Take the seating assignments from the scatter plot. Then randomly shuffle the assignment to create simulated random seating plans. We keep the same slots, for example, four states were given #1 positions in the actual arrangement. In every simulation, four states got #1 positions - it's just that which four states were decided by flipping coins.
I did one hundred simulated seating plans at a time. For each plan, I created the scatter plot of seating position versus Trump margin (mirror image of the FiveThirtyEight chart), and fitted a regression line. The following shows the slopes of the first 200 simulations:
The more negative the slope, the more power Trump margin has in explaining the seating arrangement.
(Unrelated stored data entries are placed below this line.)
PR #2691, opened 2026-04-29
feat: Make REQUEST_TIMEOUT_SECS and CONNECT configurable

### LINKED ISSUE #2276: make "REQUEST_TIMEOUT_SECS" configurable
5 minutes is too short to compile some complex kernels, so I bumped to 10 minutes here. It would be good to make this configurable.

_Originally posted by @trxcllnt in https://github.com/mozilla/sccache/pull/2247#discussion_r1729737863_

nunokaeru:
Some kernels can take upwards of 5 minutes to compile but 10 minutes might be too high of a timeout in the most common use cases.

Add a runtime configuration option for both the Request and the Connect timeout.

Closes: https://github.com/mozilla/sccache/issues/2276

### DIFF
--- a/src/dist/http.rs
+++ b/src/dist/http.rs
@@ -1081,9 +1081,10 @@ mod client {
     use futures::TryFutureExt;
     use reqwest::Body;
     use std::collections::HashMap;
+    use std::env;
     use std::io::Write;
     use std::path::{Path, PathBuf};
-    use std::sync::{Arc, Mutex};
+    use std::sync::{Arc, LazyLock, Mutex};
     use std::time::Duration;
 
     use super::common::{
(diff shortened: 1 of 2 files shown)


src/dist/http.rs
```diff
@@ -1159,7 +1165,11 @@ mod client {
                 );
             }
             // Finish the client
-            let timeout = Duration::new(REQUEST_TIMEOUT_SECS, 0);
+            let timeout_env: u64 = env::var("SCCACHE_REQUEST_TIMEOUT_SECS")
```
AJIOB: nit: move this to the dedicated function, please. Or keep the default value as a global define - it should be configurable in one place

nunokaeru: Opted to use LazyCell<T> might be overkill but then they are both const and only one place. Should I add the timeout to the new async client with certificates as well?

AJIOB: IMO, yes

AJIOB (approved):

sylvestre:
please add a test to make sure we won't regress

nunokaeru:
> please add a test to make sure we won't regress

Will do and fix clippy issues too, might take a while as I’m lacking free time

nunokaeru:
> please add a test to make sure we won't regress

Thank you for the wait. Fixed the clippy issues and added a test for each variable

AJIOB (approved):

PR #95, opened 2023-10-17
feat: add Python bindings by SQLAlchemy

BeautyyuYanli:
Signed-off-by: Aurutus <emslhy@hotmail.com>

Continue the work of #75. Using SQLAlchemy to make python binding

Issue #58, opened 2023-08-31
feat: Implement python binding


gaocegege:
Maybe like this: https://github.com/pgvector/pgvector-python

AuruTus:
hi master @gaocegege , I'm interested in this, but can you provide more details? I have some thoughts but am still a bit confused.

AuruTus:
@VoVAllen  hi master, sorry for the late reply 😅. A bit busy with new semester enrolment. I'm alr in the discord channel, but I didn't found your name to at. Could you at me later when you are free?

BeautyyuYanli:
I'm currently working on this and the following is considered to be implemented. *The list may update frequently.*

Low-level python binding is to add support of vector-related Python structures for the Python postgres libraries.

---
From the view of libraries:
- [x] Support [SQLAlchemy](https://github.com/sqlalchemy/sqlalchemy) (ref: https://github.com/pgvector/pgvector-python#sqlalchemy)
- [ ] Support [Psycopg 3](https://github.com/psycopg/psycopg) (ref: https://github.com/pgvector/pgvector-python#psycopg-3)
- [ ] Support [Psycopg 2](https://github.com/psycopg/psycopg2) (ref: https://github.com/pgvector/pgvector-python#psycopg-2)
- [ ] Support [SQLModel](https://github.com/tiangolo/sqlmodel) (ref: https://github.com/pgvector/pgvector-python#sqlmodel)
- [ ] Support [asyncpg](https://github.com/MagicStack/asyncpg) (ref: https://github.com/pgvector/pgvector-python#asyncpg)
- [ ] Support [Peewee](https://github.com/coleifer/peewee) (ref: https://github.com/pgvector/pgvector-python#peewee)
---
From the view of Python structures:
- [ ] Read/Write 1-d np.array
	- [ ] Considering #86 , elements of vector may be u8
- [ ] Index options by Python dict/list structure, instead of TOML string

PR #102, opened 2023-10-24
feat: add Python bindings by psycopg 3

BeautyyuYanli:
relate to #58 
based on #95

### DIFF
--- a/bindings/python/src/pgvecto_rs/psycopg/__init__.py
+++ b/bindings/python/src/pgvecto_rs/psycopg/__init__.py
@@ -4,23 +4,18 @@ from psycopg.pq import Format
 from psycopg.types import TypeInfo
 from numpy import ndarray
 from ..utils.serializer import from_db_str, to_db_str
-from typing import List, Union
 
-__all__ = ['register_vector']
+__all__ = ["register_vector"]
 
 
 class VectorDumper(Dumper):
-
     format = Format.TEXT
 
     def dump(self, obj):
         return to_db_str(obj).encode("utf8")
 
 
-
-
 class VectorLoader(Loader):
-
     format = Format.TEXT
 
     def load(self, data):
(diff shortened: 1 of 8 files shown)


BeautyyuYanli:
@kemingy

bindings/python/tests/test_sqlalchemy.py
```diff
@@ -69,11 +69,11 @@ def test_create_index(session: Session, index_name: str, index_setting: str):
         index_name,
         Document.embedding,
         postgresql_using="vectors",
-        postgresql_with={"options": index_setting},
+        postgresql_with={"options": f"$${index_setting}$$"},
         postgresql_ops={"embedding": "l2_ops"},
     )
     index.create(session.bind)
-    session.rollback()
+    session.commit()
```
kemingy, line 76: Why does this action need to be committed while others can be rollback?

bindings/python/src/pgvecto_rs/psycopg/__init__.py
```diff
@@ -0,0 +1,48 @@
...
+    format = Format.TEXT
+
+    def load(self, data):
+        if isinstance(data, memoryview):
+            data = bytes(data)
+        return from_db_str(data.decode("utf8"))
+
+
+def register_vector(context: Connection):
+    info = TypeInfo.fetch(context, "vector")
```
kemingy, line 28: Are we using "vector" or "vectors"?

bindings/python/src/pgvecto_rs/psycopg/__init__.py
```diff
@@ -0,0 +1,48 @@
...
+    register_vector_info(context, info)
+
+
+def register_vector_info(context: Connection, info: TypeInfo):
+    if info is None:
+        raise ProgrammingError("vector type not found in the database")
+    info.register(context)
+
+    # add oid to anonymous class for set_types
+    text_dumper = type("", (VectorDumper,), {"oid": info.oid})
```
kemingy, line 43: Does it have to be an anonymous class?

bindings/python/src/pgvecto_rs/psycopg/__init__.py
BeautyyuYanli: The extension name is "vectors" and the type name is "vector"

bindings/python/tests/test_sqlalchemy.py
BeautyyuYanli: I guess some problems emerge when the index exists. I'm still trying.

bindings/python/src/pgvecto_rs/psycopg/__init__.py
BeautyyuYanli: Just a temporary wrapper class, and the value of info.oid is dynamically. Using `type(...)` is enough and clear.

kemingy: When will the `oid` be used?

Why is it an anonymous class instead of a normal one? I don't think a dynamic value will have to make the class anonymous.

BeautyyuYanli: I tried a normal defined version and it worked.

The oid will be used by the underlaying psycopg things.

kemingy (approved):

PR #110, opened 2023-10-31
fix: disable cache for cargo binary

usamoi:
Fix https://github.com/tensorchord/pgvecto.rs/actions/runs/6701671369/job/18209452281#step:5:143 .

### DIFF
--- a/.github/workflows/check.yml
+++ b/.github/workflows/check.yml
@@ -42,7 +42,6 @@ jobs:
     - uses: actions/cache/restore@v3
       with:
         path: |
-          ~/.cargo/bin/
           ~/.cargo/registry/index/
           ~/.cargo/registry/cache/
           ~/.cargo/git/db/
@@ -72,7 +71,6 @@ jobs:
     - uses: actions/cache/restore@v3
       with:
         path: |
-          ~/.cargo/bin/
           ~/.cargo/registry/index/
           ~/.cargo/registry/cache/
           ~/.cargo/git/db/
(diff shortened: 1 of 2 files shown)


usamoi:
@silver-ymz Can you review this PR?

silver-ymz:
> Can you review this PR?

Yes, this change is right.

.github/workflows/check.yml
```diff
@@ -118,13 +115,12 @@ jobs:
         wget --quiet -O - https://www.postgresql.org/media/keys/ACCC4CF8.asc | sudo apt-key add -
         sudo apt-get update
         sudo apt-get -y install libpq-dev postgresql-${{ matrix.version }} postgresql-server-dev-${{ matrix.version }}
-        cargo install cargo-pgrx --git https://github.com/tensorchord/pgrx.git --rev $(cat Cargo.toml | grep "pgrx =" | awk -F'rev = "' '{print $2}' | cut -d'"' -f1) || true
+        cargo install cargo-pgrx --git https://github.com/tensorchord/pgrx.git --rev $(cat Cargo.toml | grep "pgrx =" | awk -F'rev = "' '{print $2}' | cut -d'"' -f1)
```
silver-ymz, line 118:
```suggestion
        (cargo install cargo-pgrx --git https://github.com/tensorchord/pgrx.git --rev $(cat Cargo.toml | grep "pgrx =" | awk -F'rev = "' '{print $2}' | cut -d'"' -f1)) || true
```

After researching, I found that shell script must add bracket in previous command like `(command) || true` to ignore the error code.

If we want to re-enable the cache for binary, we can add bracket for each commands.

usamoi: Why would cargo return a status which is not 0?

silver-ymz: Because when the cache was successfully restored, the `cargo-pgrx` had already been downloaded.

usamoi: It seems that the broken action is caused by incorrect .so library version. If we re-enable cache for binaries, we may need to lock versions of system C/C++ dependencies. Do you have ideas about it?

silver-ymz: Since that, disabling cache for binaries may be the better way.

silver-ymz (approved):

PR #118, opened 2023-11-09
chore: update the extention description

kemingy:


usamoi:
This PR is breaking. We must use `tensorchord.vector(1000)` instead of `vector(1000)` and `USING tensorchord.vectors` instead of `USING vectors`.

kemingy:
> This PR is breaking. We must use `tensorchord.vector(1000)` instead of `vector(1000)` and `USING tensorchord.vectors` instead of `USING vectors`. Operators do not work now.

I think it's better to have a separate schema instead of the `public` one since there are multiple extensions called "vector".

As for the breaking, we only need to update the doc.

usamoi:
Not everything can be put into a separate schema. Schema-qualified operators are hard to use.[^0]

[^0]: https://dba.stackexchange.com/questions/191695/is-it-possible-to-schema-qualify-an-operator

VoVAllen:
Use a seperate PR for dco https://github.com/tensorchord/pgvecto.rs/pull/121

usamoi:
If users need, they can use `CREATE EXTESNION vectors WITH SCHEMA tensorchord`.

kemingy:
This is how paradedb does:
- https://github.com/paradedb/paradedb/blob/2b3919a20edd5bc40724e26a56b84538e70d66ec/scripts/entrypoint.sh#L75

PR #123, opened 2023-11-09
feat: Add high-level API for Python

BeautyyuYanli:


BeautyyuYanli:
I may add docs in another PR @kemingy

bindings/python/src/pgvecto_rs/highapi/client.py
```diff
@@ -0,0 +1,199 @@
...
+            text: Mapped[str] = mapped_column(String)
+            meta: Mapped[dict] = mapped_column(postgresql.JSONB)
+            embedding: Mapped[ndarray] = mapped_column(Vector(dimension))
+
+        self._engine = create_engine(db_url)
+        with Session(self._engine) as session:
+            session.execute(text("CREATE EXTENSION IF NOT EXISTS vectors"))
+            session.commit()
+        self._table = _Table
+        self._table.__table__.create(self._engine, checkfirst=not new_table)  # type: ignore
```
kemingy, line 69: What's the purpose of this?

bindings/python/src/pgvecto_rs/highapi/client.py
```diff
@@ -0,0 +1,199 @@
...
+        """
+
+        class _Table(RecordORM):
+            __tablename__ = f"table_{table_name}"
+            id: Mapped[UUID] = mapped_column(
+                postgresql.UUID(as_uuid=True), primary_key=True
+            )
+            text: Mapped[str] = mapped_column(String)
+            meta: Mapped[dict] = mapped_column(postgresql.JSONB)
+            embedding: Mapped[ndarray] = mapped_column(Vector(dimension))
```
kemingy, line 62: I don't get it. Why do we need to inherit `RecordORM` then override all the attributes?

bindings/python/src/pgvecto_rs/highapi/client.py
```diff
@@ -0,0 +1,199 @@
...
+    ):
+        client = cls(db_url, table_name, dimension, embedder, True)
+        meta = meta or {}
+        try:
+            for i in range(len(texts)):
+                client.add_text(texts[i], meta)
+        except Exception as e:
+            client.drop()
+            raise e
+        return client
```
kemingy, line 118: Why do we need to construct the class from text/records?

bindings/python/src/pgvecto_rs/highapi/client.py
```diff
@@ -0,0 +1,199 @@
...
+
+    # ================ Query ================
+
+    def search(
+        self,
+        embedding: Union[ndarray, List[float]],
+        distance_op: Literal["<->", "<=>", "<#>"] = "<->",
+        limit: int = 10,
+        filter: Optional[FilterFunc] = None,
+        order_by_dis: bool = True,
```
kemingy, line 149: I think this is 100% True. Are there any requirements to return the results without ordering?

bindings/python/src/pgvecto_rs/highapi/record.py
```diff
@@ -0,0 +1,49 @@
...
+from numpy import array, float32, ndarray
+from sqlalchemy.orm import DeclarativeBase, Mapped
+
+
+class RecordORM(DeclarativeBase):
+    __tablename__: str
+    id: Mapped[UUID]
+    text: Mapped[str]
+    meta: Mapped[dict]
+    embedding: Mapped[ndarray]
```
kemingy, line 13: Why is it a numpy.ndarray instead of List[float]?

BeautyyuYanli: The underlying driver is designed to use np.ndarry first (following pgvector)

bindings/python/src/pgvecto_rs/highapi/client.py
BeautyyuYanli: It's just how the SQLalchemy works...

bindings/python/src/pgvecto_rs/highapi/record.py
```diff
@@ -0,0 +1,49 @@
...
+[meta]     : {self.meta}
+[embedding]: {self.embedding}
+========== End of Record ========="""
+
+    @classmethod
+    def from_orm(cls, orm: RecordORM):
+        return cls(orm.id, orm.text, orm.meta, orm.embedding)
+
+    @classmethod
+    def from_text(
```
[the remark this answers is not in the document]
BeautyyuYanli: Record is designed to be exposed to users, so I don't want to mess it with SQLAlchemy things...

bindings/python/src/pgvecto_rs/highapi/client.py
BeautyyuYanli: The init function will connect to an existing table or create an empty new one if not exists.

bindings/python/src/pgvecto_rs/sdk/client.py
```diff
@@ -0,0 +1,130 @@
...
+            session.commit()
+        self._table = _Table
+        self._table.__table__.create(self._engine)
+        self.dimension = dimension
+
+    def upsert(self, records: List[Record]) -> None:
+        with Session(self._engine) as session:
+            for record in records:
+                session.execute(
+                    insert(self._table).values(
```
kemingy, line 64: What does "upsert" here mean? Will the ORM handle the id collision and update the record?

bindings/python/src/pgvecto_rs/sdk/record.py
```diff
@@ -0,0 +1,45 @@
...
+[embedding]: {self.embedding}
+========== End of Record ========="""
+
+    @classmethod
+    def from_orm(cls, orm: RecordORM):
+        return cls(orm.id, orm.document, orm.embedding)
+
+    @classmethod
+    def from_text(
+        cls, document: Optional[dict], embedding: Union[ndarray, List[float]]
```
kemingy, line 41: Using the dict parameter is a bad idea. It's only used when you have to. BTW, `from_text` but has no `text` required is also a bad interface.

Filtering is an add-on feature, not an everyone-must-use feature. Users have to create a dict even when they don't have any metadata for filtering.

bindings/python/src/pgvecto_rs/sdk/filters.py
```diff
@@ -0,0 +1,21 @@
...
+Filter = Type[Callable[[RecordORMType], ColumnElement[bool]]]
+FilterInput = RecordORMType
+FilterOutput = ColumnElement[bool]
+
+
+def document_contains(document_contains: dict) -> Filter:
+    return lambda r: r.document.contains(document_contains)
+
+
+__all__ = [
```
kemingy, line 16: This is only required when you need to expose them. Usually, in the `__init__.py` file.

bindings/python/src/pgvecto_rs/sdk/client.py
```diff
@@ -0,0 +1,130 @@
...
+            dimension (int): dimension of the embeddings.
+        """
+
+        class _Table(RecordORM):
+            __tablename__ = f"collection_{collection_name}"
+            id: Mapped[UUID] = mapped_column(
+                postgresql.UUID(as_uuid=True), primary_key=True
+            )
+            document: Mapped[dict] = mapped_column(postgresql.JSONB)
+            embedding: Mapped[ndarray] = mapped_column(Vector(dimension))
```
kemingy, line 50: Is it necessary to redeclare these attributes?

bindings/python/src/pgvecto_rs/sdk/record.py
```diff
@@ -0,0 +1,45 @@
...
+
+
+class RecordORM(DeclarativeBase):
+    __tablename__: str
+    id: Mapped[UUID]
+    document: Mapped[dict]
+    embedding: Mapped[ndarray]
+
+
+RecordORMType = Type[RecordORM]
```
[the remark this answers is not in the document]
BeautyyuYanli: Record is designed to be exposed to users, so I don't want to mess it with SQLAlchemy things...

bindings/python/src/pgvecto_rs/sdk/client.py
BeautyyuYanli: Yes, it's just how the SQLalchemy works...

bindings/python/examples/sqlalchemy_example.py
```diff
@@ -1,11 +1,10 @@
 import os
 
 import numpy as np
+from pgvecto_rs.sqlalchemy import Vector
```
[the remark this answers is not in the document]
BeautyyuYanli: I'm using the default config and latest ruff, but the behavior do have some differences with isort.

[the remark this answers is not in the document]
kemingy: Seems you will need to add "pgvecto_rs" to https://docs.astral.sh/ruff/settings/#isort-known-first-party. It should be able to detect that, but I don't know why it cannot.

bindings/python/pyproject.toml
```diff
@@ -1,40 +1,53 @@
...
+"psycopg[binary]>=3.1.12",
 ]
 
 [tool.pdm.dev-dependencies]
-dev = [
-    "SQLAlchemy>=2",
-    "pytest>=7.4",
-    "psycopg[binary]>=3.1.12",
+lint = [
+    "ruff>=0.1.1",
```
kemingy, line 36: align with the lock file

bindings/python/src/pgvecto_rs/sdk/record.py
```diff
@@ -0,0 +1,49 @@
...
+[embedding]: {self.embedding}
+========== End of Record ========="""
+
+    @classmethod
+    def from_orm(cls, orm: RecordORM):
+        return cls(orm.id, orm.text, orm.meta, orm.embedding)
+
+    @classmethod
+    def from_text(
+        cls, text: str, meta: Optional[dict], embedding: Union[ndarray, List[float]]
```
kemingy, line 45: If `meta` is optional, should it have a default value? Or do users have to pass a None since it's required?

BeautyyuYanli: Users have to pass a None

kemingy: It's weird to explicitly pass a `None`.

BeautyyuYanli: Modified

kemingy (changes requested):

kemingy (approved):

PR #124, opened 2023-11-09
fix: disallow  type `vector(0)`

usamoi:
Disallow type `vector(0)` so that we only accept `vector`, `vector(1)`, ... `vector(65535)`.


VoVAllen:
Is it `vectors(0)` or `vector(0)`? And will it raise error for `vector(0)`

usamoi:
`vector(0)`. Yes, it will raise.

PR #133, opened 2023-11-13
feat: mmap for ipc

### LINKED ISSUE #70: optimization: Use mmap instead of socket for intra process communication

usamoi:
Use mmap instead of unix domain socket for session-bgworker ipc.

The feature is enabled by default. Set `vectors.transport` to `unix` to use unix domain socket for ipc instead.

Closes #70.


usamoi:
We should bump a version after merging this PR. This PR prevents any extension loading excluding loading by `preload_shared_libraries` and gives a nice message. I think it will stop many issues reporting `IpcError::Closed`.

VoVAllen (dismissed):
What's the error message for unloaded "preload_shared_libraries"? Please give simple fix instructions to users in the error message

usamoi:
> What's the error message for unloaded "preload_shared_libraries"? Please give simple fix instructions to users in the error message

It's `pgvecto.rs must be loaded via shared_preload_libraries`. I think users will read `docs/INSTALL.md` if they do not make it work?

usamoi:
Current error message:
```
ERROR:  pgvecto.rs: pgvecto.rs must be loaded via shared_preload_libraries.
ADVICE: If you encounter this error for your first use of pgvecto.rs, please read `https://github.com/tensorchord/pgvecto.rs/blob/main/docs/install.md`. You should edit `shared_preload_libraries` in `postgresql.conf` to include `vectors.so`, or simply run the command `psql -U postgres -c 'ALTER SYSTEM SET shared_preload_libraries = "vectors.so"'`.
```

PR #138, opened 2023-11-16
feat: add more ruff rules

BeautyyuYanli:


BeautyyuYanli:
@kemingy mutable data as deafult arg is covered by rule B

bindings/python/pyproject.toml
```diff
@@ -40,19 +40,34 @@ sqlalchemy = [
...
+  "SIM", #https://docs.astral.sh/ruff/rules/#flake8-simplify-sim
+  "N", #https://docs.astral.sh/ruff/rules/#pep8-naming-n
+  "PT", #https://docs.astral.sh/ruff/rules/#flake8-pytest-style-pt
+  "TRY", #https://docs.astral.sh/ruff/rules/#tryceratops-try
+  "FLY", #https://docs.astral.sh/ruff/rules/#flynt-fly
+  "PL", #https://docs.astral.sh/ruff/rules/#pylint-pl
+  "NPY", #https://docs.astral.sh/ruff/rules/#numpy-specific-rules-npy
+  "RUF", #https://docs.astral.sh/ruff/rules/#ruff-specific-rules-ruf
+]
+ignore = ["S101", "E731", "E501"]
```
kemingy, line 69: Do we have any `assert` for the runtime code?

bindings/python/src/pgvecto_rs/errors.py
```diff
@@ -0,0 +1,25 @@
+import numpy as np
+
+
+class VectorError(ValueError):
```
kemingy, line 4: Might need to make the name more specific to this library name.

bindings/python/pyproject.toml
BeautyyuYanli: Not in src but in tests

kemingy: It should be allowed to use `assert` in tests. Seems it's a bug in ruff https://github.com/astral-sh/ruff/issues/4368.

kemingy (approved):

PR #139, opened 2023-11-16
ci: add release for arm64, pg14, pg16

silver-ymz:


.github/workflows/release.yml
```diff
@@ -100,7 +100,8 @@ jobs:
   release:
     strategy:
       matrix:
-        version: [15]
+        arch: [amd64, arm64]
+        version: [14, 15, 16]
```
jrasm91, line 104: Might be worth looking at [this](https://docs.github.com/en/actions/using-jobs/using-a-matrix-for-your-jobs#expanding-or-adding-matrix-configurations).

I think this would also work:
```yml
      matrix:
        arch: [amd64, arm64]
        version: [14, 15, 16]
        include:
          - arch: amd64
            full_arch: x86_64
          - arch: arm64
            full_arch: aarch64
```
Then you could delete the step to set the env and just use `${{ matrix.full_arch }}`

VoVAllen:
Have you tested this on your fork?

silver-ymz:
It can run successfully now.
To see https://github.com/silver-ymz/pgvecto.rs/actions/runs/6906504206/job/18791688511

.github/workflows/release.yml
silver-ymz: Thanks

VoVAllen:
https://github.com/all-contributors please add @silver-ymz for infra

VoVAllen:
@all-contributors please add @silver-ymz for infra

Issue #78, opened 2023-09-13
feat: progress information on index creation


VoVAllen:
Provide a function to show how the percentage of the tuples already processed

AuruTus:
I'm working on this. 😃

PR #155, opened 2023-11-21
feat: progress information on index creation

silver-ymz:
done #78

### DIFF
--- a/src/postgres/functions.rs
+++ b/src/postgres/functions.rs
@@ -1,1 +1,13 @@
+use super::hook_transaction::client;
+use crate::prelude::{Friendly, Id};
 
+#[pgrx::pg_extern(volatile, parallel_safe, strict)]
+fn vector_stat_tuples_done(oid: pgrx::pg_sys::Oid) -> i32 {
+    let id = Id::from_sys(oid);
+    let mut res = 0;
+    client(|mut rpc| {
+        res = rpc.stat(id).unwrap().friendly();
+        rpc
+    });
+    res.try_into().unwrap()
+}
--- a/src/sql/finalize.sql
+++ b/src/sql/finalize.sql
@@ -1,17 +1,31 @@
 CREATE CAST (real[] AS vector)
-	WITH FUNCTION cast_array_to_vector(real[], integer, boolean) AS IMPLICIT;
+    WITH FUNCTION cast_array_to_vector(real[], integer, boolean) AS IMPLICIT;
 
 CREATE CAST (vector AS real[])
-	WITH FUNCTION cast_vector_to_array(vector, integer, boolean) AS IMPLICIT;
+    WITH FUNCTION cast_vector_to_array(vector, integer, boolean) AS IMPLICIT;
 
 CREATE OPERATOR CLASS l2_ops
-	FOR TYPE vector USING vectors AS
-	OPERATOR 1 <-> (vector, vector) FOR ORDER BY float_ops;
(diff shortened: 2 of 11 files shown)


usamoi:
`waiting_secs` is a parameter for an unimplemented feature. If a growing segment do not grow for `waiting_secs` seconds, it will be sealed.

VoVAllen:
Can you also include the full index configuration? Such as the full json including quantization and other configuration? We can call the table as vector_index_info. And I think it's better to put it under a custom namespace, to avoid potential conflicts with user's table

VoVAllen:
Also is it a common practice to use a table instead of a function like `select xxx from info()`? What's pgvector's interface?

usamoi:
> Also is it a common practice to use a table instead of a function like `select xxx from info()`? What's pgvector's interface?

Yes, Postgres uses this way.

https://www.postgresql.org/docs/current/progress-reporting.html

silver-ymz:
> And I think it's better to put it under a custom namespace, to avoid potential conflicts with user's table

To avoid potential conflicts with user's table, maybe we can name it to `pg_vector_index_info`, because tables starting with "pg_" are usually considered as system reserved tables.

VoVAllen:
> > And I think it's better to put it under a custom namespace, to avoid potential conflicts with user's table
> 
> To avoid potential conflicts with user's table, maybe we can name it to `pg_vector_index_info`, because tables starting with "pg_" are usually considered as system reserved tables.

LGTM

silver-ymz:
> Can you also include the full index configuration?

done

```sql
select * from pg_vector_index_info;

 relid  | indexrelid | relname | indexrelname | idx_tuples | idx_tuples_done |                                                                                                                                                         idx_config                                                                                                                                                         
--------+------------+---------+--------------+------------+-----------------+----------------------------------------------------------------------------------------------------------------------------------------------------------------------------------------------------------------------------------------------------------------------------------------------------------------------------
 389935 |     389940 | t       | t_val_idx    |     100000 |           60000 | {"vector":{"dimensions":3,"distance":"L2"},"segment":{"max_growing_segment_size":20000,"min_sealed_segment_size":1000,"max_sealed_segment_size":1000000},"optimizing":{"waiting_secs":60,"deleted_threshold":0.2,"optimizing_threads":2},"indexing":{"hnsw":{"m":12,"ef_construction":300,"quantization":{"trivial":{}}}}}
```

VoVAllen:
LGTM, can you also add the table name also?

silver-ymz:
> can you also add the table name also?

which table name?

usamoi:
waiting_secs and deleted_threshold is not public so far. Use serde(skip) to hide them.

silver-ymz:
> waiting_secs and deleted_threshold is not public so far. Use serde(skip) to hide them.

done

VoVAllen:
The table name of the index belongs to

silver-ymz:
> The table name of the index belongs to

`relname` is that.

VoVAllen:
pg also have reltype. I think it's a generic name. Let's just call it tablename and indexname

VoVAllen:
Also relid->tablerelid?

src/postgres/functions.rs
usamoi, line 1: The two functions cannot be marked with `immutable` or `parallel_safe`.

src/sql/finalize.sql
usamoi, line 1: We need to monitor more things. Even if indexed tuples equal to total tuples, the index might continue merging.

PR #158, opened 2023-11-22
Revert "feat: progress information on index creation"

usamoi:
Reverts tensorchord/pgvecto.rs#155


VoVAllen:
Found problem without sleeping second, temporarily revert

Notice that even though all these plans are created at random, the magnitude of the slopes range widely. In fact, there is one randomly created plan that sits right below the actual RNC plan shown in red. So, it is possible--but very unlikely--that the RNC plan is randomly drawn up.
Another view of this phenomenon is the histogram of the slopes:
This again shows that the actual seating plan is very unlikely to be produced by a random number generator. (I plotted 500 simulations here.)
In statistics, we measure rarity by "standard errors". The actual plan is almost but not quite three standard errors away from the average random plan. A rule of thumb is that 3 standard errors or more is rare. (This corresponds to over 99% confidence.)
PS. Does anyone have the data corresponding to the original scatter plot? There are other things I want to do with the data but I'd need to find (a) the seating position by state and (b) the primary results nicely set in a spreadsheet.